YO226228. Further details of the damage are not
considered necessary except as noted below.
The report further states that the vessel's owners tried to
procure a suitable temporary packaged marine generator unit at
this time but without success, and that temporary repairs were
carried out in order to allow the vessel to proceed. The ABS
considered the vessel fit to proceed to her intended voyage at
that time relative to the temporary repairs and upon her return
to Yokohama this current voyage and not later than 12 September
1991, a proper marine type packaged generator unit be fitted and
properly installed. The ABS Report No. YO26233, dated September
6, 1991, shows that a diesel generator unit was installed.

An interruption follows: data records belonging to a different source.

PR #582, opened 2020-03-14
Add publish npm script

jaredpalmer:
Add np to devDeps

### DIFF
--- a/package.json
+++ b/package.json
@@ -27,7 +27,8 @@
     "lint:post-build": "node dist/index.js lint src test --ignore-pattern 'test/tests/lint'",
     "test": "yarn build && yarn test:post-build",
     "test:post-build": "node dist/index.js test --config ./test/jest.config.json",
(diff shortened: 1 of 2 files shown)


package.json
```diff
@@ -27,7 +27,8 @@
     "lint:post-build": "node dist/index.js lint src test --ignore-pattern 'test/tests/lint'",
     "test": "yarn build && yarn test:post-build",
     "test:post-build": "node dist/index.js test --config ./test/jest.config.json",
-    "start": "tsc -p tsconfig.json --watch"
+    "start": "tsc -p tsconfig.json --watch",
+    "publish": "np"
```
agilgur5: `publish` is a lifecycle hook that's [actually equivalent to `postpublish`](https://docs.npmjs.com/misc/scripts). `np`'s docs say to use something like [`release`](https://github.com/sindresorhus/np#release-script). I've used `pub` in the past too.

PR #618, opened 2020-03-17
(refactor): use cacheRoot path constant

agilgur5:
- and put progressEstimatorCache into the TSDX cache dir too

Noticed in #249 that this was used before my #329 , so should standardize usage of both


agilgur5:
Closing this since `cacheRoot` was removed/set to the default in #691

PR #621, opened 2020-03-17
(refactor): split build tests into separate files per fixture

agilgur5:
- better organized that way as the tests are somewhat independent of
  one another and previously even I was confused where to put different
  types of tests

- also refactor some test naming and some redundant usage of flags
  - especially for 0-config, where flags shouldn't be used

- and remove testEnvironment comment as it's already set in jest config (this is why #405 didn't make a big difference)

(optim): now that it's one fixture per file, we only need to copy the
fixture directory once per file, which should be a speed boost
- and sometimes may not need to re-run `tsdx build` when not necessary
- also the different test files get parallelized, which is also faster

- before: 53s avg on my machine, after: 37s avg on my machine
  - avg for running all tests
  - pretty BIG difference

Been meaning to do this for a while (as well as some other test optimizations still in-progress), and now that there's more and more fixtures (e.g. #468, #525) and more and more tests, I think now is a good time to do this


test/tests/tsdx-build-default.test.js
```diff
@@ -0,0 +1,75 @@
...
+      shell.test('-f', 'dist/build-default.cjs.production.min.js')
+    ).toBeTruthy();
+    expect(shell.test('-f', 'dist/build-default.esm.js')).toBeTruthy();
+
+    expect(shell.test('-f', 'dist/index.d.ts')).toBeTruthy();
+
+    expect(output.code).toBe(0);
+  });
+
+  it('should create the library correctly', () => {
```
agilgur5: ok, so skipping the `shell.exec` build step is actually problematic -- it means that you can't comment out some of the tests or use `it.only` because order matters now... right, I kind of missed that.

So a better option would be to create a sort of caching function that checks if the same build were just run and skip it if so, and if not, run it. So if things get commented out or `it.only` is used everything still runs properly and order only affects the speed/cache, not the actual output.

agilgur5: Now that `util.setupStageWithFixture` is in a `beforeAll` we could move the first `shell.exec` into there too or put all tests that re-use the same `shell.exec` into one nested `describe` with a `beforeAll`, which is probably more correct.

Ideally it should remake the whole fixture and exec per test, but that makes tests much slower, which has been hampering me in dev-test cycles a lot 😕

agilgur5: decided to create a naive `execWithCache` function as mentioned above. main problem with `beforeAll` is that `output` must then be a `describe`-scoped variable, which is sub-optimal testing practice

In cases such as the one under consideration, (i.e., where a
vessel that has been damaged foreign, proceeds in a state of
disrepair between two foreign locations prior to being repaired
foreign, and subsequently sails to its U.S. port of destination),
notwithstanding any practice of verbally reporting foreign
casualties to the USCG and that agency's subsequent verbal
instructions, remission pursuant to 19 U.S.C. 1466(d)(1) will not
be granted in the absence of documentary evidence that the
casualty occurrence was timely reported to the USCG and that
agency, directly or through the medium of a marine surveyor,
permitted the vessel to proceed between two foreign locations in
a damaged condition. The mere submission of a USCG Report of
Marine Accident, Injury or Death (CG-2692), without accompanying
documentation from the appropriate USCG OCMI (New York or
Honolulu) authorizing the vessel to proceed in a damaged
condition, will not suffice for granting remission pursuant to 19
U.S.C. 1466(d)(1).
The term "seaworthy" is admittedly relative. Whether a ship
is seaworthy to traverse the Mediterranean during the summer or
the northern Atlantic Ocean in mid-winter, are questions that
involve disparate considerations. But as a practical matter
questions of seaworthiness must often fall within limited factual
circumstances that preclude such far-reaching speculations. We
consider whether a particular ship with a particular mission, is
seaworthy in terms of accomplishing that mission and about which
recognized authorities exist that will aid us in making that
determination. Our focus in issuing rulings must be toward
narrowing questions rather than presenting or accepting the
central issues in such a way as to preclude definable
considerations.
Federal regulations provide for evidence that permits an
expeditious resolution of the question of seaworthiness. The
applicant has met the burden of proof that the particular repairs
to the subject vessel were necessary for the safety and
seaworthiness of the vessel.
Accordingly, we found from the evidence submitted with the
petition that the damage was caused by a casualty, and that the
ABS permitted the vessel to proceed between two foreign locations
in a damaged condition. The petitioner has submitted evidence
sufficient to substantiate its claim for remission under
1466(d)(1).
HOLDING:
The evidence presented is sufficient to prove that the
foreign repairs performed on the subject vessel were necessitated
by a casualty occurrence, thus warranting remission pursuant to
19 U.S.C. 1466. The petition is granted as to the casualty.